Your options after a denial

  • Request the medical reason in writing. Carriers are required to tell you why.
  • Correct the record. If the denial relied on outdated or wrong medical information, ask for reconsideration with updated documentation.
  • Appeal. Group plans governed by ERISA give you a formal appeal right.
  • Try a different insurer. Underwriting standards vary widely. A condition that's a hard decline at one carrier may be standard issue at another.
  • Consider simplified or guaranteed-issue individual policies. Coverage amounts are smaller (often $25,000-$50,000) and premiums are higher, but health questions are minimal or skipped entirely.

For broader strategies on building coverage when health is an obstacle, see our breakdown of no-exam life insurance options.

Strategies to Skip EOI Entirely

The smartest move is to avoid EOI in the first place. Here's how:

Enroll at initial eligibility

The biggest opportunity to grab coverage without underwriting is your first 31 days as a new hire. Most group plans waive EOI up to the full guaranteed issue amount during this window. Skip it, and adding the same coverage later may require a full medical review.

Stay at or below the guaranteed issue cap

If your plan's supplemental life GI is $250,000, electing exactly $250,000 means no EOI. Pushing to $300,000 likely triggers underwriting for the extra $50,000 only, but the entire request can be slowed down.

Use qualifying life events strategically

Marriage, the birth or adoption of a child, and certain other qualifying events open special enrollment windows. Many plans allow a one-step increase or a new spouse election without EOI during these windows, as long as you act within the 31-day deadline.

Watch for "EOI-free" enrollment campaigns

Some employers periodically run special enrollment periods that waive EOI for limited coverage increases. Read the open enrollment guide carefully each year.

Enrolling at Hire

  • Coverage active immediately
  • Lowest group rates
  • No medical records review

Adding Coverage Later left1=

  • EOI required above tiny limits
  • Wait 2-8 weeks for approval
  • Risk of denial
  • May need physician statement

Frequently Asked Questions

Is evidence of insurability the same as a medical exam?

Not always. EOI starts with a health questionnaire and can be approved on that alone for smaller amounts. For larger coverage requests, the insurer may add a paramedical exam (blood, urine, vitals) and pull medical records. The questionnaire is the universal piece. The exam is conditional on what your answers reveal.

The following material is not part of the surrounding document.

PR #1084, opened 2019-03-06
NewIrreversibleBlockFoundEvent and continuous LIB handling in TransactionResultService

gldeng:


AElf.Kernel.Core/Blockchain/Application/IBlockchainService.cs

Can my employer or HR see my EOI answers?

No. Your medical information goes directly to the insurance carrier's underwriting team and is kept confidential. Your employer is only told whether the additional coverage was approved or denied, not why. The insurer notifies you privately of the specific medical reasons for any decision.

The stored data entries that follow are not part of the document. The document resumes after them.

PR #1118, opened 2019-03-09
smart contract runtime

loning:


loning:
@gldeng I have moved the sdk context into Kernel.SmartContext to let the SmartContract connect with   the host by the context.

maybe we should only notify the smart contract the context has been changed such as the transaction context has been changed.

and also want to unify the state's context, the smart contact's context in the future

PR #1194, opened 2019-03-13
Split cli related project to  AElf.Console

llyyss1988:
- remove cli related project from aelf.sln to aelf.console
- support macos, linux, windows for contract.csharp.plugin


AElf.CLI.sln
```diff
@@ -0,0 +1,46 @@
+﻿
```
rosona: Remove AElf.CLI and AElf.CLI.Tests from AElf.sln

PR #1212, opened 2019-03-15
Use MultiToken Contract instead of old Token Contract.

EanCuznaivy:


loning:
if we reference in Contracts.TestBase, we do not need to ref it in other tests project

maybe we should define a AElf.Kernel.Token project with TokenService, to avoid directly construct the ELF token transaction @EanCuznaivy

PR #1237, opened 2019-03-16
Lock and Unlock token in MultiToken Contract.

EanCuznaivy:


loning:
@EanCuznaivy need to resolve conflict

What if I'm denied EOI but I'm already paying premiums?

The denial only applies to the portion of coverage that required underwriting. Any guaranteed-issue coverage already in force stays in force. Premiums collected for the denied portion should be refunded or stopped. If a death claim is later denied because EOI was never properly handled by HR, beneficiaries often have legal recourse under ERISA.

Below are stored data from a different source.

PR #1313, opened 2019-03-20
Change Interface for filling block.

shiwk:


AElf.Kernel.Core/Blockchain/Application/BlockExtraDataService.cs
```diff
@@ -39,8 +40,35 @@ public ByteString GetExtraDataFromBlockHeader(string blockExtraDataProviderSymbo
                     return blockHeader.BlockExtraDatas[i];
                 }
             }
-
             return null;
         }
+
+        public void FillMktRootExtraDataForTransactionStatus(BlockHeader blockHeader,
```
loning: Mkt

shiwk: > Mkt

Fixed in #1317 .

PR #1333, opened 2019-03-21
Enhancement/clean branch after set LIB

zhxymh:


AElf.Kernel.Core/Blockchain/Application/IBlockchainService.cs
```diff
@@ -248,6 +248,45 @@ public async Task SetBestChainAsync(Chain chain, long bestChainHeight, Hash best
                 BlockHeight = irreversibleBlockHeight
             };
             await _chainManager.SetIrreversibleBlockAsync(chain, irreversibleBlockHash);
+
+            // Clean branches and not linked
+            var bestChainKey = chain.BestChainHash.ToStorageKey();
```
loning: move these codes into chainManager

1. chainManager.CleanBranches(Hash libBlockHash, long libHeight) returns List<Hash>
2. remove blocks, transaction in blockchain service.

zhxymh: 1. In this logic, need to use method GetBlockHashByHeightAsync, can I move the method GetBlockHashByHeightAsync to manager too?
2. I think we can't remove transaction, because one transaction maybe in two blocks in different branch.

AElf.Kernel.Core/Blockchain/Domain/IChainManager.cs
```diff
@@ -289,5 +296,87 @@ public int GetChainId()
...
+            {
+                chain.NotLinkedBlocks.Remove(key);
+            }
+
+            await _chains.SetAsync(chain.Id.ToStorageKey(), chain);
+
+            return toRemoveBlocks;
+        }
+
+        private async Task<(List<Hash>, List<string>, List<string>)> GetToCleanBlocksAndBranchesAsync(Chain chain,
```
loning: no return this (List<Hash>, List<string>, List<string>)

PR #1334, opened 2019-03-21
handle not covered unit cases

EricBlack:


AElf.Sdk.CSharp.Tests/EventTests.cs
```diff
@@ -0,0 +1,114 @@
...
+{
+    public class EventTests
+    {
+        // Lot of types data should not be defined including: byte, sbyte, char, short, ushort, decimal, float and double.
+        [Fact]
+        public void Parse_EventTest()
+        {
+            var eventDemo = new EventDemo()
+            {
+               //init index value
```
loning: make them in different events and then check them

EricBlack: have updated code and test with different events.

AElf.Sdk.CSharp.Tests/EventCollection.cs
```diff
@@ -0,0 +1,67 @@
...
+        [Indexed] public long IndexLong {get;set;}
+
+        public Address NonIndexAddress {get;set;}
+        public string NonIndexString {get;set;}
+        public int NonIndexInt {get;set;}
+    }
+
+    public class NotSupportEvent : Event
+    {
+        [Indexed] public double IndexDouble {get;set;}
```
loning: should define in different classes, each only contains one 
 public class NotSupportDoubleIndexEvent : Event
    {
        [Indexed] public double IndexDouble {get;set;}
}
 public class NotSupportDoubleEvent : Event
    {
        public double IndexDouble {get;set;}
}

EricBlack: updated not support event type case one by one.

PR #1347, opened 2019-03-21
remove old runtime

loning:


loning:
@gldeng @EanCuznaivy we clean up in the PR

How long do I have to submit the EOI form after open enrollment?

Most carriers give you 30 to 45 days from the date the EOI request is generated, though deadlines vary by employer. Missing the deadline typically means your election is voided and you stay at your current coverage level. You'd then have to wait until the next enrollment opportunity to try again.

Can I get life insurance with no EOI at all?

Yes, in limited ways. Group basic life up to your plan's guaranteed issue amount requires no EOI if you enroll on time. In the individual market, guaranteed-issue whole life policies skip health questions entirely but cap coverage around $25,000-$50,000, charge higher premiums, and usually include a two- to three-year graded death benefit for natural-cause deaths.